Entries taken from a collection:
##########

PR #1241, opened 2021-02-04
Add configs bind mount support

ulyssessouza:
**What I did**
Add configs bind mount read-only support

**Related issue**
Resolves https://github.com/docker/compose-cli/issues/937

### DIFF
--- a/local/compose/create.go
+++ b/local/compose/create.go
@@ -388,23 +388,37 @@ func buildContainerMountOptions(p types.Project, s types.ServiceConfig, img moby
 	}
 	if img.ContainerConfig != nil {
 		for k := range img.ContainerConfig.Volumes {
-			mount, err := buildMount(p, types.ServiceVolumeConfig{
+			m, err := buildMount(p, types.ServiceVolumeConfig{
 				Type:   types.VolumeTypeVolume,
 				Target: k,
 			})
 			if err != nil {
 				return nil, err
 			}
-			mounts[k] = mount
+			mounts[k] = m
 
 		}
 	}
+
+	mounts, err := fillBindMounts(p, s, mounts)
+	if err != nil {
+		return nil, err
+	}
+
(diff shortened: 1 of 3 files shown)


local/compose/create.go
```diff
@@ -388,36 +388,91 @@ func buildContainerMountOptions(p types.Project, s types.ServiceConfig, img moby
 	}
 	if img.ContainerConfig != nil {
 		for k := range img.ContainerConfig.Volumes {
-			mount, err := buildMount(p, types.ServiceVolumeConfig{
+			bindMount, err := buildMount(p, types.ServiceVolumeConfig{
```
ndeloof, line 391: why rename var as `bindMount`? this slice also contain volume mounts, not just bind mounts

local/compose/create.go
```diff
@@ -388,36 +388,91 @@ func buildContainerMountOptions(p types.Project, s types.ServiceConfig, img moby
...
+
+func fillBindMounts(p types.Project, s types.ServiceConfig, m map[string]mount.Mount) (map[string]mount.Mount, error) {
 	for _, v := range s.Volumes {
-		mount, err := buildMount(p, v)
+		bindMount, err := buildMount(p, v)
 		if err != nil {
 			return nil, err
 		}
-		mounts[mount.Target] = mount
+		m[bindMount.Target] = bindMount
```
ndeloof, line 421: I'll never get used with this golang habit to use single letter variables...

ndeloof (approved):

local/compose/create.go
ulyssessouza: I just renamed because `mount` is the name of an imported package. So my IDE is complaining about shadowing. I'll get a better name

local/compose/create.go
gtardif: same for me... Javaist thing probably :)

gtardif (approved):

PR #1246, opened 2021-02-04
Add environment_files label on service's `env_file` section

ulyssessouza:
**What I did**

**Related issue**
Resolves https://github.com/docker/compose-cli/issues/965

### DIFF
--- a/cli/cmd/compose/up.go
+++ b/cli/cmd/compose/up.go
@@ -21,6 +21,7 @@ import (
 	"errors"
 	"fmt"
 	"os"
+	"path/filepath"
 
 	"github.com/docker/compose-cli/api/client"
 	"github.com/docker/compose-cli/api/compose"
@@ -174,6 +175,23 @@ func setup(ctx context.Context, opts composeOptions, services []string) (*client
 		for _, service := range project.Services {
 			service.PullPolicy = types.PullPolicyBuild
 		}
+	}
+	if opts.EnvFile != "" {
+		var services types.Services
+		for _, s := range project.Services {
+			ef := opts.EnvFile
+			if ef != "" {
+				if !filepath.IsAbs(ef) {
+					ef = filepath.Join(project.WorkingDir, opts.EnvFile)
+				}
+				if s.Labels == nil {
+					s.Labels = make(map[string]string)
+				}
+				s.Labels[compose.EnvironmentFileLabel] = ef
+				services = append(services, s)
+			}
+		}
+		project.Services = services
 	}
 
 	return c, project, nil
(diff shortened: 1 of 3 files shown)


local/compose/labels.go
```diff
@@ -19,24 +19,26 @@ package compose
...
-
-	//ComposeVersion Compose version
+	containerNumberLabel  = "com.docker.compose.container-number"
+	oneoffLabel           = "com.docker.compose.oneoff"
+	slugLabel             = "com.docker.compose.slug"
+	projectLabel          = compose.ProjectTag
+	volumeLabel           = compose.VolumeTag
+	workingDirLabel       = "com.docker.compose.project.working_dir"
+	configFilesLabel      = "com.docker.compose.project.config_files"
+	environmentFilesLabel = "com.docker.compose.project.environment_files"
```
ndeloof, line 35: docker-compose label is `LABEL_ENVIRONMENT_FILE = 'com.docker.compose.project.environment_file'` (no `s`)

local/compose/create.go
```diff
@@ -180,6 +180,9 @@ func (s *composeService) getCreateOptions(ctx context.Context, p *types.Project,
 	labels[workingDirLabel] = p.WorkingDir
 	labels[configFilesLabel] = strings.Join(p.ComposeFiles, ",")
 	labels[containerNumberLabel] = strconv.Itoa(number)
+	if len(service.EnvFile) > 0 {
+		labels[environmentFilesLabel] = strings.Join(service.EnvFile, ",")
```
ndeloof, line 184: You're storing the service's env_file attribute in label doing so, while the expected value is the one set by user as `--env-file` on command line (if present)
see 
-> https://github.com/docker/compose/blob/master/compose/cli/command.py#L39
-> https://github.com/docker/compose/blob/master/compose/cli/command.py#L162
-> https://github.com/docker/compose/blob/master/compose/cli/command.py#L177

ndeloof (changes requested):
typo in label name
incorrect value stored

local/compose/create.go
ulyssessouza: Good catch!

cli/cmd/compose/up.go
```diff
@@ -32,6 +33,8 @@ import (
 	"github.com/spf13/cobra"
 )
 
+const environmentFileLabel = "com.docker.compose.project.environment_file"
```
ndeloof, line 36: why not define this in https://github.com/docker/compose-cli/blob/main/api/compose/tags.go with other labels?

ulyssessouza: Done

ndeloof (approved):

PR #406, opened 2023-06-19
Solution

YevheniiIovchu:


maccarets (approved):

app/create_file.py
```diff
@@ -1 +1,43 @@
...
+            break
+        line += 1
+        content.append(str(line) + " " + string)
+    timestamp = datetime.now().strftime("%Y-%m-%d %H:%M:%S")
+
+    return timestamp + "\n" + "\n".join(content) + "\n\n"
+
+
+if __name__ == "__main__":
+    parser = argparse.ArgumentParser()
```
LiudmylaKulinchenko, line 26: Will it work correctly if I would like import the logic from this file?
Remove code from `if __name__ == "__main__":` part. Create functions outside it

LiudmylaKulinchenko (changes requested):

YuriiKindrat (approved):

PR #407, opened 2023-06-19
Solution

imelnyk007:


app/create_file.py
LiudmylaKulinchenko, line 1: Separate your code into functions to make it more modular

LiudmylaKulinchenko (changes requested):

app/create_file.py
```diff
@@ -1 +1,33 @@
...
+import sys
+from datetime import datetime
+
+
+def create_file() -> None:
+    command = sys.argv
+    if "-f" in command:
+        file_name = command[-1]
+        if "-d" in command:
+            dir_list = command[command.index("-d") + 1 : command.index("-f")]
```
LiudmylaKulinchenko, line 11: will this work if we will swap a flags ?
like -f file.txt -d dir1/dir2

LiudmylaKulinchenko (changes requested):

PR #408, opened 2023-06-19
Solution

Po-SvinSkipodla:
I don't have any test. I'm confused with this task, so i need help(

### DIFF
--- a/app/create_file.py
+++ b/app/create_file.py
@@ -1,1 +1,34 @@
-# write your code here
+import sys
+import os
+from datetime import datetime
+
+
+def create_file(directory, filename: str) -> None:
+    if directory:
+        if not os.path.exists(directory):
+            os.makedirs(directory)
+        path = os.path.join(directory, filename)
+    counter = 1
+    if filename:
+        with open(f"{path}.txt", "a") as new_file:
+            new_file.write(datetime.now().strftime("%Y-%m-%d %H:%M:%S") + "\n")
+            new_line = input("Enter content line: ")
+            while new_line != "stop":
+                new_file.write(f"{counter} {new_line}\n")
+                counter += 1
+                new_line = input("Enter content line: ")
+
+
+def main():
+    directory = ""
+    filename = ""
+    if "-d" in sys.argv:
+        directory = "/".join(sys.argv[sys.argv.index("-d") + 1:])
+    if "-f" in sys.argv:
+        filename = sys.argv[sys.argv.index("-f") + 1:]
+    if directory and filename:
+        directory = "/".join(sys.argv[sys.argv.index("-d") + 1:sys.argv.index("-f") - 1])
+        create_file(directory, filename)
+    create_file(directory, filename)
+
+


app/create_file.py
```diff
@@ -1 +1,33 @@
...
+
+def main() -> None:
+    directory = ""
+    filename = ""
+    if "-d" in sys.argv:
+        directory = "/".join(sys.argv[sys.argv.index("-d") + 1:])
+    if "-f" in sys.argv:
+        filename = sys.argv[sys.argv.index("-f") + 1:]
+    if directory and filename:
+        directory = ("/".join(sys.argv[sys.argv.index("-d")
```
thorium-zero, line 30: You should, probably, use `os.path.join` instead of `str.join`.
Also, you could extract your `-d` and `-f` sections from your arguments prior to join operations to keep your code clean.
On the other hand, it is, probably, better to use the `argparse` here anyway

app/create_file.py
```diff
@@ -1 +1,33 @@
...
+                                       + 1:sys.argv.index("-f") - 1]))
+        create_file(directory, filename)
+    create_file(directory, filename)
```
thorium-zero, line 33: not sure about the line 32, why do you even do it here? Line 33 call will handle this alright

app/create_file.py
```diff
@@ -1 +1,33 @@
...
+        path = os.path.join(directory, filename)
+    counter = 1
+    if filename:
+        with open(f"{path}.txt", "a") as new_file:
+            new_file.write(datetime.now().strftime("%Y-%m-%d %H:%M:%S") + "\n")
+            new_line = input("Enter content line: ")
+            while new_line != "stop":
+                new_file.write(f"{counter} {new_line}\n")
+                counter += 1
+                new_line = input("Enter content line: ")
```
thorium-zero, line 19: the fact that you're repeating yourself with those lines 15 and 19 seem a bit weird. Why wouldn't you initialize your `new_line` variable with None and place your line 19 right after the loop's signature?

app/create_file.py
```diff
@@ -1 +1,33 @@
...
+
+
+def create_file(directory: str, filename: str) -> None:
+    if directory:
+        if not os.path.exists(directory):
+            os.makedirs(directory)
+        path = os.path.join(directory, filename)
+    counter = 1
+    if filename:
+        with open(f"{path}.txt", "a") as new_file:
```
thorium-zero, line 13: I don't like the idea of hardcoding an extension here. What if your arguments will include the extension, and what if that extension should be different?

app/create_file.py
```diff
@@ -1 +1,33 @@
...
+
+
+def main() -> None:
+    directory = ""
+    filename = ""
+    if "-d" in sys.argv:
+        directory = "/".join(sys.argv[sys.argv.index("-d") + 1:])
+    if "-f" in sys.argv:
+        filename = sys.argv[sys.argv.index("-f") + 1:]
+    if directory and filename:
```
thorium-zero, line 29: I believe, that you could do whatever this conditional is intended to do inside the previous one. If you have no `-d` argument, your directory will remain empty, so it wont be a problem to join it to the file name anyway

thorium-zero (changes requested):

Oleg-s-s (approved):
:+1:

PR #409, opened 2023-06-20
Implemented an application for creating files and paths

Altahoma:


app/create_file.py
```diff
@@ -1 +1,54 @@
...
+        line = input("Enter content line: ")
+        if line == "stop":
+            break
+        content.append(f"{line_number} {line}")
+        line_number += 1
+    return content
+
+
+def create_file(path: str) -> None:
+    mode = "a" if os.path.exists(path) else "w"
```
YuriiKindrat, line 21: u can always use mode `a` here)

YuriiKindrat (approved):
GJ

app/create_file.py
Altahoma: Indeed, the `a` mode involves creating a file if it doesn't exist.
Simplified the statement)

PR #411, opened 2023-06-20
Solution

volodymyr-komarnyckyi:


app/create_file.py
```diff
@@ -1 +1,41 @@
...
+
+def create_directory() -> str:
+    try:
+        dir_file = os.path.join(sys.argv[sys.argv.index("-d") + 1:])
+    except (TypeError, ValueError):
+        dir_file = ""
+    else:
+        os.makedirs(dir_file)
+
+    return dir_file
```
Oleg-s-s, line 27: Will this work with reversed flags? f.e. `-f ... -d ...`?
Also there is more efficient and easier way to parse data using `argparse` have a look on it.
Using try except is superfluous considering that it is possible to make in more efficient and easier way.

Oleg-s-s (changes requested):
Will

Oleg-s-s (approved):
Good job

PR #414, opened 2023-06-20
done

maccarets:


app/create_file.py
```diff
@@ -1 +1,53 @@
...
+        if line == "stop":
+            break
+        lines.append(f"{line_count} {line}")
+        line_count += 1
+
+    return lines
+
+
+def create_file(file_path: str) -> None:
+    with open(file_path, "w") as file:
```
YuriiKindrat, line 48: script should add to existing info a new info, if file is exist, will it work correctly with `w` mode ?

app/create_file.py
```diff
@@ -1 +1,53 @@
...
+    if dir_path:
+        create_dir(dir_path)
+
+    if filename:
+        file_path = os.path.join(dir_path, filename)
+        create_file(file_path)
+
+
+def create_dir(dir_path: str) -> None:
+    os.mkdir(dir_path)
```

##########

◆ What you should do
Search the data above for lines holding "more" and copy each of them.

◆ Response
LiudmylaKulinchenko, line 1: Separate your code into functions to make it more modular
Also there is more efficient and easier way to parse data using `argparse` have a look on it.
Using try except is superfluous considering that it is possible to make in more efficient and easier way.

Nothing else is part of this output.